Конечно, она должна была подозревать меня. Если бы не я, то ничего этого не случилось бы. И в то же самое время убийца не я. Она ушла, но этот подарок, оставленный дочерью на прощание, был бесценным. Я верила, что Энджи вернется, поэтому легко ее отпустила. Я осознала, как люблю дочь. Чарли тоже ее любит. Я радовалась, что у нее есть он. Эти отношения надо беречь и лелеять. Я поняла это по тому, как Энджи стояла под сиренью, как она положила руку себе на живот, как напряглась ткань ее юбки. Она что, беременна? Дочь взяла конверт и отправилась в полицию. Теперь она сильна и решительна в своем гневе. Я попыталась представить себе эту картину. Сестра Амалия, высокая и далекая от раскаяния, стоит в дверях своего автофургона. Внизу полицейские задают ей вопросы. Смогу ли я когда-либо встретиться с ней, чтобы спросить, зачем она это сделала? А надо ли? Она целовала меня несколько раз. Она говорила, что боготворит меня как избранную. Вот только Амалия всегда поступала так, как ей заблагорассудится.
Мои мысли прервал крик Анонима из дома: сержант возвращается, надо отправляться ремонтировать пролом в ограде периметра. Мальчишка крикнул ему что-то в ответ. Хлопнула дверь. Видно, что-то забыл. Тишина. Они ушли, а я осталась наедине с разоблачениями. Они составляли мне необычную компанию.
Это была сестра Амалия, не я. Странно. Я так долго жила с этой мыслью, что теперь даже не знаю, как буду жить дальше, узнав, что невиновна. И не Марк. Однако существовало наследие прошлых мыслей. То, что я допускала, будто бы убийцей может быть Марк, уже уронило свою каплю яда в колодец.
Велл. У Люсьена есть две могилы. Энджи пойдет на кладбище со свистулькой, а я позже, когда охранники закончат ремонт, должна найти в себе силы отправиться к озеру с бабочкой в руках и осознанием того, что же я знаю.
Кажется, на этот раз они задерживались. Не знаю почему. Возможно потому, что, когда ждешь, время течет медленнее. Когда Мальчишка вернулся, отремонтировав наконец электроограду, он застал меня за подготовкой Анны-Лизы к вечерней дойке. Доить корову было непросто, но теперь я находила определенное душевное успокоение, прихлопывая жужжащих трипсов и раскидывая сено. Я спросила, как там сейчас Веллвуд.

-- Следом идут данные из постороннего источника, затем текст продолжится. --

PR #1060, opened 2023-11-16
Cache collections

justinlittman:
To reduce the load on DSA with redundant calls.

Unit

### DIFF
--- a/app/services/document_builder.rb
+++ b/app/services/document_builder.rb
@@ -45,25 +45,46 @@ class DocumentBuilder
     Cocina::Models::ObjectType.collection => COLLECTION_INDEXER
   }.freeze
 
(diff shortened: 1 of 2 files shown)


edsu:
So this cache will live as long as the process lives?

justinlittman:
@edsu Yes. That seems safe enough. If it proves problematic, we can come up with a more sophisticated strategy.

– А что такое? – удивился он.
– Сама не знаю. Глупости. Я подумала, что, возможно, теперь там все по-другому, особенно сейчас, когда мы все знаем.
– А я могу узнать? – мягко поинтересовался Мальчишка.
Да, ему можно. Я сообщила парню содержание письма Джеки. Это избавило меня от последних сомнений. Вопросы и замечания Мальчишки помогли мне прояснить кое-какие не до конца понятые места.
– Я и раньше был уверен, что это не ты, – сказал он, когда я закончила изобличать чужую ложь.
– Как бы там ни было, но именно это я имела в виду, когда спросила тебя о том, что чувствуешь, когда ходишь по Веллвуду, – сказала я.
Мальчишка наполнил ведро водой и закрыл кран, но тонкая струйка, капающая в ведро, нарушала тишину, читая свою мантру раннему вечеру, преисполненному беспокойных мыслей.
Спустя несколько минут Мальчишка перенес ведро над оградой стойла и поставил возле коровы.
– Если хочешь знать, там немного жутковато, – сказал он.
– Жутковато?
– Я прежде нормально себя чувствовал там, внизу, хотя и знал, что тело Люсьена обнаружили в озере, но сегодня вечером, – произнес он, тщательно подбирая слова, – мне почудилось, что за мной кто-то наблюдает.
Я подумала о том, что сегодня ночью опять не удастся заснуть. За стенами хлева стремительно сгущались сумерки. Грачи что-то чертили на серебристом небе своими крыльями. Я не могла понять их беглого почерка с завитушками, закорючками и странными символами иностранного алфавита. Я отправлюсь в Велл и сделаю все так, как надо.